(Dataset entries)
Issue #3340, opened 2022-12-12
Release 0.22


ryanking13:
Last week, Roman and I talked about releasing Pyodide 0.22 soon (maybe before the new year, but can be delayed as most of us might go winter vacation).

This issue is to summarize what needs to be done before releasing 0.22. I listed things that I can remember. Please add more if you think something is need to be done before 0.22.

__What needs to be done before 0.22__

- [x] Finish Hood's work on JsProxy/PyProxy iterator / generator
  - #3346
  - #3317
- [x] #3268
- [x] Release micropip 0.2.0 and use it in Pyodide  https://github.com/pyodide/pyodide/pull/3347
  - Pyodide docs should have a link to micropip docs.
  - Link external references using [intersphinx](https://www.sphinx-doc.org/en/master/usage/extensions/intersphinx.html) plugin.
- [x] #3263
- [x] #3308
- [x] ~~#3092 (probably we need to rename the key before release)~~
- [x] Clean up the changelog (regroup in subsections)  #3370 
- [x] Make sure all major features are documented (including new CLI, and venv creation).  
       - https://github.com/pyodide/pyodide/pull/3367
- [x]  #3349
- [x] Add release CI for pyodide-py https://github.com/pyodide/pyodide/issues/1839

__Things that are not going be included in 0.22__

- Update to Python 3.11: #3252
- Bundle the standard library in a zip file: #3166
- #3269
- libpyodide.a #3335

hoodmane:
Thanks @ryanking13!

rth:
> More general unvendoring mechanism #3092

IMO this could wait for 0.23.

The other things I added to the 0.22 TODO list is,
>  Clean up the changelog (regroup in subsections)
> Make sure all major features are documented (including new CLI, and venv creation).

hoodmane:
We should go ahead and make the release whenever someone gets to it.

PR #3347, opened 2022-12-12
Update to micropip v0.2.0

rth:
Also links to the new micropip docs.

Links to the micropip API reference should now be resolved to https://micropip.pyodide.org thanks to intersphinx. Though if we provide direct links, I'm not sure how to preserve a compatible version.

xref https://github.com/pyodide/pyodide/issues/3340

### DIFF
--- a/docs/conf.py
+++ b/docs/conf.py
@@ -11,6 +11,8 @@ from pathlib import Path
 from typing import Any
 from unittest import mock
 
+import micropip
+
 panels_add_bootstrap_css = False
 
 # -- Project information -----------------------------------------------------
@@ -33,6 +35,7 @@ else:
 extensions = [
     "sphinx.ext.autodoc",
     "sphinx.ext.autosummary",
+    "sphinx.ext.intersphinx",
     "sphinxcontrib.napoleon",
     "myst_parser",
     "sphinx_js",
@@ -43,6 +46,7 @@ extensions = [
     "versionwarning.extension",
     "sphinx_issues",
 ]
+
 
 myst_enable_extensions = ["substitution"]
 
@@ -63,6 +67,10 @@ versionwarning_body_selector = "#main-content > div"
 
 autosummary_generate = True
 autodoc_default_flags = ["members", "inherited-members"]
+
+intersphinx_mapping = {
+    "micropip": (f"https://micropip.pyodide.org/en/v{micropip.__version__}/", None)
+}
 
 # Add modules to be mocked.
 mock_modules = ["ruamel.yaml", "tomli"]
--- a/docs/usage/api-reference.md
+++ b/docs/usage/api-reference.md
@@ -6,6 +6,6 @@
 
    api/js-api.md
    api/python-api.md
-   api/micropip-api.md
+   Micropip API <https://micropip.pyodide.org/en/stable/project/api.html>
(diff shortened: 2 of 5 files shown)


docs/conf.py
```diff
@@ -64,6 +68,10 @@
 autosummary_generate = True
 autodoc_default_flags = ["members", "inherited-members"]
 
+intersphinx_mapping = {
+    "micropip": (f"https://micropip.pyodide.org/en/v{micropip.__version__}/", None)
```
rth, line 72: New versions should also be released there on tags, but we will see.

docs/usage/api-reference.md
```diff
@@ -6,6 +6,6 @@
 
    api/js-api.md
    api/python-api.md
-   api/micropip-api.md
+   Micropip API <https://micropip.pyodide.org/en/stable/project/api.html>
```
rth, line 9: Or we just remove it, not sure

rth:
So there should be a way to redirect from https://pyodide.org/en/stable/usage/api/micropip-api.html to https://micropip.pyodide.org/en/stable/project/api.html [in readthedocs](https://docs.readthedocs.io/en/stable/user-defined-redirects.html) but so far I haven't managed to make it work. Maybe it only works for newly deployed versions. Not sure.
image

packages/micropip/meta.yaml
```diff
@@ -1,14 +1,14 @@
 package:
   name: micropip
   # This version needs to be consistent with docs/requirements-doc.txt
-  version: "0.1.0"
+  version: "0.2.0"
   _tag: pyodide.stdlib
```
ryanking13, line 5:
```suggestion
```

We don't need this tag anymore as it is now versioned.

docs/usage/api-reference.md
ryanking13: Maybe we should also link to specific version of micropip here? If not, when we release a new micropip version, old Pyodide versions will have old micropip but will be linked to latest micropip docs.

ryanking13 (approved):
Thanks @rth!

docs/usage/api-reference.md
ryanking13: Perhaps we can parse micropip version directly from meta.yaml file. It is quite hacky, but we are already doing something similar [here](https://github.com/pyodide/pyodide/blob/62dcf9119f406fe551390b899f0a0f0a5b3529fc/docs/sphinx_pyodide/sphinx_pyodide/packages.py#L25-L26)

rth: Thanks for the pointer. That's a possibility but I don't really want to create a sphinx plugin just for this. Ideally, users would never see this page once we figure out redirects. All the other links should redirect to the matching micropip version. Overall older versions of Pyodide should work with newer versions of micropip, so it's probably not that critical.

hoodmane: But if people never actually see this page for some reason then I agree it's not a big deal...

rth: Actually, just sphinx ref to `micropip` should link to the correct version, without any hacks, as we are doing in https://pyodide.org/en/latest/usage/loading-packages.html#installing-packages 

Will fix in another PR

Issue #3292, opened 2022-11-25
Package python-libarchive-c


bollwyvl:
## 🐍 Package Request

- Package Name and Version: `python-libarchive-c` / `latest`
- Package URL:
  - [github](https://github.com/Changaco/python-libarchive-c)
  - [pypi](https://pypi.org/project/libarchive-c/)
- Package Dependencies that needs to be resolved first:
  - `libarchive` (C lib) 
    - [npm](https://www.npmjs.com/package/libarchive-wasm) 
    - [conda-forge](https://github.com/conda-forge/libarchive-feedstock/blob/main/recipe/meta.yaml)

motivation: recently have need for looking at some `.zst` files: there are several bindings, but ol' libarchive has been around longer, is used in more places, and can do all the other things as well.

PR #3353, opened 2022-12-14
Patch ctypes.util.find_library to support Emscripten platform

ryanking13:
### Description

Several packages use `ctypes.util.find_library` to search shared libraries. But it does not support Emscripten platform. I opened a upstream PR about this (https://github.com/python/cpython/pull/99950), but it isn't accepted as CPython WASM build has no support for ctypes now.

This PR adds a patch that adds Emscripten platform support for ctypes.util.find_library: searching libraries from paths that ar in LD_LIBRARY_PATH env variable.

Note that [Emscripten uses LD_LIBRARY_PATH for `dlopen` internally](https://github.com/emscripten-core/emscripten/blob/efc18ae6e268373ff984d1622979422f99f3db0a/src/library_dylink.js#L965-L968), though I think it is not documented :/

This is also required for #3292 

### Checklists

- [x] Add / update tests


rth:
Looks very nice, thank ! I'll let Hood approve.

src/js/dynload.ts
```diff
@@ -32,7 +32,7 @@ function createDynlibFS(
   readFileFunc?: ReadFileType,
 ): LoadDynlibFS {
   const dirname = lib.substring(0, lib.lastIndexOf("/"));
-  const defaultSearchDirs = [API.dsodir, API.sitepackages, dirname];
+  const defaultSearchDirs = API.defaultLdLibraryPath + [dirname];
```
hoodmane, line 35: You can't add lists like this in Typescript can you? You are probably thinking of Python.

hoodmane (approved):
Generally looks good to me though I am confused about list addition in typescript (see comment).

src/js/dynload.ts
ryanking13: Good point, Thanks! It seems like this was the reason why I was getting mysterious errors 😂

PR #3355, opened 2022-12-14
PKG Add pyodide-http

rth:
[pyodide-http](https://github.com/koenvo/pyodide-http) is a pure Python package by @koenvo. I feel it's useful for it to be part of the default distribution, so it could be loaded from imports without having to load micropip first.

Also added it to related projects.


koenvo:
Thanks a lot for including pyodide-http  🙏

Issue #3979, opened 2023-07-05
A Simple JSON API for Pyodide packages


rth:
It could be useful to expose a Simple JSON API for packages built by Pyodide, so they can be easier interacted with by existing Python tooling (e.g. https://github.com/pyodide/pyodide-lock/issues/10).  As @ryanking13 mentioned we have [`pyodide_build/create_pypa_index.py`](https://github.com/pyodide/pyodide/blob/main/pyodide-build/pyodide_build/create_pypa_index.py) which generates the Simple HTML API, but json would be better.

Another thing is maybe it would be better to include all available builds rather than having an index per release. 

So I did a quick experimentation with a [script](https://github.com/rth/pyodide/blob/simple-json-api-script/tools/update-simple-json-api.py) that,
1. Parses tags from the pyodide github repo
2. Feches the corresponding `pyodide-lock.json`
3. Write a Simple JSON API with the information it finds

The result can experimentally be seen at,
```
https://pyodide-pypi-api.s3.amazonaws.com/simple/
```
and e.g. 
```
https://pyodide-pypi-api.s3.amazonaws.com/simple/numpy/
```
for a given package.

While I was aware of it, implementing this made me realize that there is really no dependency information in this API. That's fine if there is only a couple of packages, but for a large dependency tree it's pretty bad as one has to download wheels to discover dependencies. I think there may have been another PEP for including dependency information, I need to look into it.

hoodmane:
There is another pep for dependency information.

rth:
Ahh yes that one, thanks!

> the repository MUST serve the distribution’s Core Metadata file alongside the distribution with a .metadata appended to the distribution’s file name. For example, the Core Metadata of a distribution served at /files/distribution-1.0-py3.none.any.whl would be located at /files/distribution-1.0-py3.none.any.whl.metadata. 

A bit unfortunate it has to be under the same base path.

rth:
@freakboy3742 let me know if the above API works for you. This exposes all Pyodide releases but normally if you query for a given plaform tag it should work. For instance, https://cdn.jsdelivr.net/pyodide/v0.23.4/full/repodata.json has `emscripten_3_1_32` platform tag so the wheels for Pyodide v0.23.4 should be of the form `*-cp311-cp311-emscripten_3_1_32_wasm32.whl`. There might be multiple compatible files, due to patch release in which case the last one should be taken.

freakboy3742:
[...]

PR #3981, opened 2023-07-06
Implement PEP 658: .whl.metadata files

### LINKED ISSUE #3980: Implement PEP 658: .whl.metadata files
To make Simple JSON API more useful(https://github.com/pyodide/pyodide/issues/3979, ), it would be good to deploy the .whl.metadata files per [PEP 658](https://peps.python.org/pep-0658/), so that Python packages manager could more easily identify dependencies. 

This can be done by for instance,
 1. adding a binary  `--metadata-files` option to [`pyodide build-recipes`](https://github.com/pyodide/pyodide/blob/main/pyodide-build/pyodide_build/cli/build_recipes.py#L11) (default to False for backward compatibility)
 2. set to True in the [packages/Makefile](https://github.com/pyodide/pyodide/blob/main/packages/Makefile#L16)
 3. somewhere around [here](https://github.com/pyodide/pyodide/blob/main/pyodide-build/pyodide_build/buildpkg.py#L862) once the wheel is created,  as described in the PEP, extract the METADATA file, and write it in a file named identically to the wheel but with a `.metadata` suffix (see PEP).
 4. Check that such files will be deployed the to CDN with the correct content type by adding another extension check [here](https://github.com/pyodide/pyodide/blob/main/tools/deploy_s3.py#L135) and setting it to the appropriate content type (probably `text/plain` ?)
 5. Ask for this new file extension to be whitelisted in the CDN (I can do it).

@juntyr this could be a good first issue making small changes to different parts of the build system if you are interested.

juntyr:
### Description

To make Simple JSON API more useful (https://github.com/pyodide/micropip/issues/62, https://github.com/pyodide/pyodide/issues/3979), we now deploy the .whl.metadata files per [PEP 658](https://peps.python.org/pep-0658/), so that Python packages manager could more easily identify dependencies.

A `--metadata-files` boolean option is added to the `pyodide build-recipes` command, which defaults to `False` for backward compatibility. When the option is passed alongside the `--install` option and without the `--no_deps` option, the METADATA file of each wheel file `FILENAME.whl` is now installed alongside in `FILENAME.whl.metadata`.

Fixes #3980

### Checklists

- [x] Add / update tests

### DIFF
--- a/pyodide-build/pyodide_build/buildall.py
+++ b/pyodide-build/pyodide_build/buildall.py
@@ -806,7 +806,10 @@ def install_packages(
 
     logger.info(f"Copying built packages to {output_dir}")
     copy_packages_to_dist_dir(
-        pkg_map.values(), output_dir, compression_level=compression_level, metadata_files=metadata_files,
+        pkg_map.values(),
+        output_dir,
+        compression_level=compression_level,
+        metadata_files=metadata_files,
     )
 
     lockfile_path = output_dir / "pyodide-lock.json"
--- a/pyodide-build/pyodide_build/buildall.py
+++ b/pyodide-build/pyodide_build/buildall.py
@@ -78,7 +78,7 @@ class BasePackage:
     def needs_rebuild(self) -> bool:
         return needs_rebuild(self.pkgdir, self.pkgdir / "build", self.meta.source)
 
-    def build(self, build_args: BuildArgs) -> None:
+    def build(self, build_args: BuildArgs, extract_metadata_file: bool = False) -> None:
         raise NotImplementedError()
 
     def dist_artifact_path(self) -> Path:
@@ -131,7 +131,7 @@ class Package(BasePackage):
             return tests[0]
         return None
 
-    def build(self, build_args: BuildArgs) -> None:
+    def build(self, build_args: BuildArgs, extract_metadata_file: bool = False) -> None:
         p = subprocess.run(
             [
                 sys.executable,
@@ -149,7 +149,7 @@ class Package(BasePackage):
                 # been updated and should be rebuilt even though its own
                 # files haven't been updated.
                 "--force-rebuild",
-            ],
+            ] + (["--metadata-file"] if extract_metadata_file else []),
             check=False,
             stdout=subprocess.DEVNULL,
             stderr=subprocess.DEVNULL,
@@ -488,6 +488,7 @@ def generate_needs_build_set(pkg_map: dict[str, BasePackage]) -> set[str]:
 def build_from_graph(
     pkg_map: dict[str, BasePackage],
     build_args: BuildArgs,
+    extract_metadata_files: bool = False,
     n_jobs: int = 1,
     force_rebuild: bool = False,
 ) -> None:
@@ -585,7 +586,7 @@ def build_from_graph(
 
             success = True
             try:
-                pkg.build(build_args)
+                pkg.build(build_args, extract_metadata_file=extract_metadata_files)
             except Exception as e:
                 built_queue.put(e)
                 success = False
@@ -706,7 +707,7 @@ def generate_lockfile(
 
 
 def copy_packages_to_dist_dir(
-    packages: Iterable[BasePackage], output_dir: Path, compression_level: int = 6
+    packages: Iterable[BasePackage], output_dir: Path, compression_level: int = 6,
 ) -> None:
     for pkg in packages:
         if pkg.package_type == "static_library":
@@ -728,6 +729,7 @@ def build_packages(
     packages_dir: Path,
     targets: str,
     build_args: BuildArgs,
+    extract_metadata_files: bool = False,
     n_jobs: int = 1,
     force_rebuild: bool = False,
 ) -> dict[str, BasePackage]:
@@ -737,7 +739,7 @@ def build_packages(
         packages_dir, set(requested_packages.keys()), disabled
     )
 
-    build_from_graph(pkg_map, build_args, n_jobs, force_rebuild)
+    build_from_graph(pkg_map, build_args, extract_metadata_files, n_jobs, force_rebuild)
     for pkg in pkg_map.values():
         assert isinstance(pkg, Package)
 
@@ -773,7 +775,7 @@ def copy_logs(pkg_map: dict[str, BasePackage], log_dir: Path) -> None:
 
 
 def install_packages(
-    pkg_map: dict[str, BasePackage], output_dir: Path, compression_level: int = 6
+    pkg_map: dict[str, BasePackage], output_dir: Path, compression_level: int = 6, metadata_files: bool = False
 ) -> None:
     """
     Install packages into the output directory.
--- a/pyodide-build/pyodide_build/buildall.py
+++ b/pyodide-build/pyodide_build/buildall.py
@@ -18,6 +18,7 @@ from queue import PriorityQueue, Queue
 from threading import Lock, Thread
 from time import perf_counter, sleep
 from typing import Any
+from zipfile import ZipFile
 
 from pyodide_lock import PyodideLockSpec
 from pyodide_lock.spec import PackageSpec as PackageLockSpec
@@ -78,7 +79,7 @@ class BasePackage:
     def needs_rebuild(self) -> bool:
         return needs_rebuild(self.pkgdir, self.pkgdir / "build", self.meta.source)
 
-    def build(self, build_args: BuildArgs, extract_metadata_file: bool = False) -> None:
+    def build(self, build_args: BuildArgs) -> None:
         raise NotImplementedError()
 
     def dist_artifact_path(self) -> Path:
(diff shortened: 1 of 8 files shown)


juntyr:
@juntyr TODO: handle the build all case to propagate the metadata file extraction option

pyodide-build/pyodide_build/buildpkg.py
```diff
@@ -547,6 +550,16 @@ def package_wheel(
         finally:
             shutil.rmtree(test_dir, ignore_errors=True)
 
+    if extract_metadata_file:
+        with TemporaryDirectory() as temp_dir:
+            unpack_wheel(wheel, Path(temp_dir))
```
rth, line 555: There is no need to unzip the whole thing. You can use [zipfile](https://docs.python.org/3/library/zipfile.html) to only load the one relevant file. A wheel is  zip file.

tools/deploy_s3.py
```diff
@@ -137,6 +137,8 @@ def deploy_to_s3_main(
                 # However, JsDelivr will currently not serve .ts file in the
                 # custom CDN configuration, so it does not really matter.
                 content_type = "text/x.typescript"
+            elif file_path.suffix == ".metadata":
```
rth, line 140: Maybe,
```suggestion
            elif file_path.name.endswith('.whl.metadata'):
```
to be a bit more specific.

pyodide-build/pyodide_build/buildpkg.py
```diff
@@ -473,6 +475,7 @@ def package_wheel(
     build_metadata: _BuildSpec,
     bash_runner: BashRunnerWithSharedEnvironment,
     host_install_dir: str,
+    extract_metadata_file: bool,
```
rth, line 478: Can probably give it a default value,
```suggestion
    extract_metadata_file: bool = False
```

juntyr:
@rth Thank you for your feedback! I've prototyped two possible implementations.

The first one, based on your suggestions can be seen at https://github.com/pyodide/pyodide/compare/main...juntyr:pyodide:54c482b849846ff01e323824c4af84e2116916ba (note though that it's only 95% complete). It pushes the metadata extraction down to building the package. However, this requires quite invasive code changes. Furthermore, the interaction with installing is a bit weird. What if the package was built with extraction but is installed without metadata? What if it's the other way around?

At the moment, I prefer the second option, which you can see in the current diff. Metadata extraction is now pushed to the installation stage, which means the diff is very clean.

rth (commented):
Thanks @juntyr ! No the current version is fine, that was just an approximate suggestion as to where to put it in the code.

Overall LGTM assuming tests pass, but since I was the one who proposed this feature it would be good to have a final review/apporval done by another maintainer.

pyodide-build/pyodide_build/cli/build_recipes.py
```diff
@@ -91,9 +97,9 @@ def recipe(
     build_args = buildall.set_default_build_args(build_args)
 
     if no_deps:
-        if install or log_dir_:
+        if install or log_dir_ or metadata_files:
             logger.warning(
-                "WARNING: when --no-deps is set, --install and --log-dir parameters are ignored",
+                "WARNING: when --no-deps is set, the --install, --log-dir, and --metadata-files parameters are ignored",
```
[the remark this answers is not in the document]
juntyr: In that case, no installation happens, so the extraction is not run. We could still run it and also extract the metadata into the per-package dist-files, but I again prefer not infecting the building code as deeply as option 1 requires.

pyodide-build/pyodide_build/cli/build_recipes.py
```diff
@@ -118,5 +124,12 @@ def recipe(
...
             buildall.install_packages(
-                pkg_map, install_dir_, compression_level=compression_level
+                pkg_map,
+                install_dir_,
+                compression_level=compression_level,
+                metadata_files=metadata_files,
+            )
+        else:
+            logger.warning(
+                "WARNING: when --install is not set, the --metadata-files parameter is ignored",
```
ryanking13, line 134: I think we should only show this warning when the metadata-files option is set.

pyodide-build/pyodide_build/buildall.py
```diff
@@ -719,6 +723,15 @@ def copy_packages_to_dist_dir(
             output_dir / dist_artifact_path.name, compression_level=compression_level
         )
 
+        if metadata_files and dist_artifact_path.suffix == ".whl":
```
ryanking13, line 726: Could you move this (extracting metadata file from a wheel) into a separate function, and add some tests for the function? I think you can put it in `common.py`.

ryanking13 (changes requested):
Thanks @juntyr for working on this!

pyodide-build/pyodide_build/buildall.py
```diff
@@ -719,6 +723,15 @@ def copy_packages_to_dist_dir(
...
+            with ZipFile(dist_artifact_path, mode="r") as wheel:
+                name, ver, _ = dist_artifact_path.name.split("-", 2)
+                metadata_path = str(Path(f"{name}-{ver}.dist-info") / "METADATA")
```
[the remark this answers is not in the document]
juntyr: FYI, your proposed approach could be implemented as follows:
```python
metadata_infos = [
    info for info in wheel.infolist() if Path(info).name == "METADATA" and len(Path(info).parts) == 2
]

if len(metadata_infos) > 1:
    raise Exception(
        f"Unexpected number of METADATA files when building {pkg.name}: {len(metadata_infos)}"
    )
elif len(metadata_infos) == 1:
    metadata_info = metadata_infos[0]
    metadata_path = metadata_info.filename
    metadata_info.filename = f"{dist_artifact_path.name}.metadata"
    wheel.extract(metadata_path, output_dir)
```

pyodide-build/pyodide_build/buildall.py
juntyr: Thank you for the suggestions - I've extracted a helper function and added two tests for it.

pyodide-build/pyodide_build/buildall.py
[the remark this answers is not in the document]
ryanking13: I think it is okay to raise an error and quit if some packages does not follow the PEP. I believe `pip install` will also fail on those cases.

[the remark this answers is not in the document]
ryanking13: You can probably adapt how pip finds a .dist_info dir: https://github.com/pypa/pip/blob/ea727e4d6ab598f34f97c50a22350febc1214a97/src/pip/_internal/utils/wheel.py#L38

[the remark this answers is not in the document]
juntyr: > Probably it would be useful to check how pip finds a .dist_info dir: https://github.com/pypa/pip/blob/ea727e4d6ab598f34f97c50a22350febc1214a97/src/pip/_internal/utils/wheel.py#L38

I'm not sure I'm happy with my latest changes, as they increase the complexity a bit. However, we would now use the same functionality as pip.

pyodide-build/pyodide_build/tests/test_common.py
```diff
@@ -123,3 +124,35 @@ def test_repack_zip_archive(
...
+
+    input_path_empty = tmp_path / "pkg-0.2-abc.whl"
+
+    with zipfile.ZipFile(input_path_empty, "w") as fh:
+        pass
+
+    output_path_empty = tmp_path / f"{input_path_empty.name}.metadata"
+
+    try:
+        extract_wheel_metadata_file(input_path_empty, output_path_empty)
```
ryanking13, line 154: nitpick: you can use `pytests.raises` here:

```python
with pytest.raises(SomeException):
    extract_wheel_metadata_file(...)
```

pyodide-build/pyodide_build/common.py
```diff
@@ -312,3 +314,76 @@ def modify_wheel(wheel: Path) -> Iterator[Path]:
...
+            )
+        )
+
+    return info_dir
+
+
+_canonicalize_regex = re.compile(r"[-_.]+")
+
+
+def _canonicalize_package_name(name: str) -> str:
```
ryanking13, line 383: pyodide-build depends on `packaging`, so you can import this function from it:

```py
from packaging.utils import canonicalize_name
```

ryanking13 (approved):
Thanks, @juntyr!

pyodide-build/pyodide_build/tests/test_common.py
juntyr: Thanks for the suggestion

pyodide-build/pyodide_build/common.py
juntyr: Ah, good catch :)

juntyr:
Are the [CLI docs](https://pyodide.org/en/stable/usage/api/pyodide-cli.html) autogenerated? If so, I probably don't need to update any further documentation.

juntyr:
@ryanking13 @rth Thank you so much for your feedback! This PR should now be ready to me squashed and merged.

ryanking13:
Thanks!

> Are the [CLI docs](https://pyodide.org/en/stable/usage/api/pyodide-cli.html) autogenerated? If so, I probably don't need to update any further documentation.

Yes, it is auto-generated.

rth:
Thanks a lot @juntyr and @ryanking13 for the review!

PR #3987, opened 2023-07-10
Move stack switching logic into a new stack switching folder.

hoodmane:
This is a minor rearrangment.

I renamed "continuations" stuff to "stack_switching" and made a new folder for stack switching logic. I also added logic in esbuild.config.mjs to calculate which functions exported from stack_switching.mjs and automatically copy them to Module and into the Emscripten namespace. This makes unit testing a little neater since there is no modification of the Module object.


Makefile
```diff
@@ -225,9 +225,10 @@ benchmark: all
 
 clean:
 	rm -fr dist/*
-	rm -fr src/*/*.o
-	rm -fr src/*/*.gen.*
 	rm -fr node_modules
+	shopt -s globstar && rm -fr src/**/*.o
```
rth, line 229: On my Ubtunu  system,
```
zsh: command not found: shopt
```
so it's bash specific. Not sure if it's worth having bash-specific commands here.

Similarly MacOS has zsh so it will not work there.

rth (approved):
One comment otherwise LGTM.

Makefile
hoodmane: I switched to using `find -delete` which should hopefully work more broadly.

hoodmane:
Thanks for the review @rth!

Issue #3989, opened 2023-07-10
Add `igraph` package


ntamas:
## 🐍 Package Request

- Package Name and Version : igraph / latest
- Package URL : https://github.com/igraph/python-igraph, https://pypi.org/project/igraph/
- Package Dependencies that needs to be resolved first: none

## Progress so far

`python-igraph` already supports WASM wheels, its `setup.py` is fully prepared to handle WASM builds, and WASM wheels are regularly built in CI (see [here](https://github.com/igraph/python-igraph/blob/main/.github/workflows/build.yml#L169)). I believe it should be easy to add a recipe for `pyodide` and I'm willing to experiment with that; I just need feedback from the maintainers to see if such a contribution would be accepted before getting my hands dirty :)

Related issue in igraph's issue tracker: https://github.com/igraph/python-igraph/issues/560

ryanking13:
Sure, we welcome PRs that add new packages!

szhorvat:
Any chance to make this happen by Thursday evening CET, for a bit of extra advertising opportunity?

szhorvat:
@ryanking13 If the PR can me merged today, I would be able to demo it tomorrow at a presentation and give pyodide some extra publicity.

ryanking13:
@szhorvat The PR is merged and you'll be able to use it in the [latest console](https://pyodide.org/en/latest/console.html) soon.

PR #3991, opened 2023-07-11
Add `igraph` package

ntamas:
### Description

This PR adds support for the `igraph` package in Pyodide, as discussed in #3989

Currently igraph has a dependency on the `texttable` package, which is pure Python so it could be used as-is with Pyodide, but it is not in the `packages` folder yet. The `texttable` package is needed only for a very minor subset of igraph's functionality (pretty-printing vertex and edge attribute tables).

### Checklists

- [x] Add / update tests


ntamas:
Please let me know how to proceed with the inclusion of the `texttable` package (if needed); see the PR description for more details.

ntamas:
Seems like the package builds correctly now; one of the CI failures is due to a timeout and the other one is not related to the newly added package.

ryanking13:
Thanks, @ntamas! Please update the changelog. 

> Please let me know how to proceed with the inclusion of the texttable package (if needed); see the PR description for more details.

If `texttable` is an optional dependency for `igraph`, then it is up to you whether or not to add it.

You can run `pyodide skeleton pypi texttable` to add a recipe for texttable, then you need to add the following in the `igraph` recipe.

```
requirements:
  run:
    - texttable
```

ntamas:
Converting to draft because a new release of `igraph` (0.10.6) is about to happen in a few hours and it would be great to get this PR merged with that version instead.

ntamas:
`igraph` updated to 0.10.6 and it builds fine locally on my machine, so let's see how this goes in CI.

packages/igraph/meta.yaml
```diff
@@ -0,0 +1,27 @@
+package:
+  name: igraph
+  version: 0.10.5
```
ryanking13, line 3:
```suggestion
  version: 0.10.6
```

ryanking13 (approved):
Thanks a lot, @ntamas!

Instructions for the task
Copy exactly the lines above, starting at the opening line and finishing at the line in which "- [x] Clean" occurs.

Your solution
Issue #3340, opened 2022-12-12
Release 0.22


ryanking13:
Last week, Roman and I talked about releasing Pyodide 0.22 soon (maybe before the new year, but can be delayed as most of us might go winter vacation).

This issue is to summarize what needs to be done before releasing 0.22. I listed things that I can remember. Please add more if you think something is need to be done before 0.22.

__What needs to be done before 0.22__

- [x] Finish Hood's work on JsProxy/PyProxy iterator / generator
  - #3346
  - #3317
- [x] #3268
- [x] Release micropip 0.2.0 and use it in Pyodide  https://github.com/pyodide/pyodide/pull/3347
  - Pyodide docs should have a link to micropip docs.
  - Link external references using [intersphinx](https://www.sphinx-doc.org/en/master/usage/extensions/intersphinx.html) plugin.
- [x] #3263
- [x] #3308
- [x] ~~#3092 (probably we need to rename the key before release)~~
- [x] Clean up the changelog (regroup in subsections)  #3370 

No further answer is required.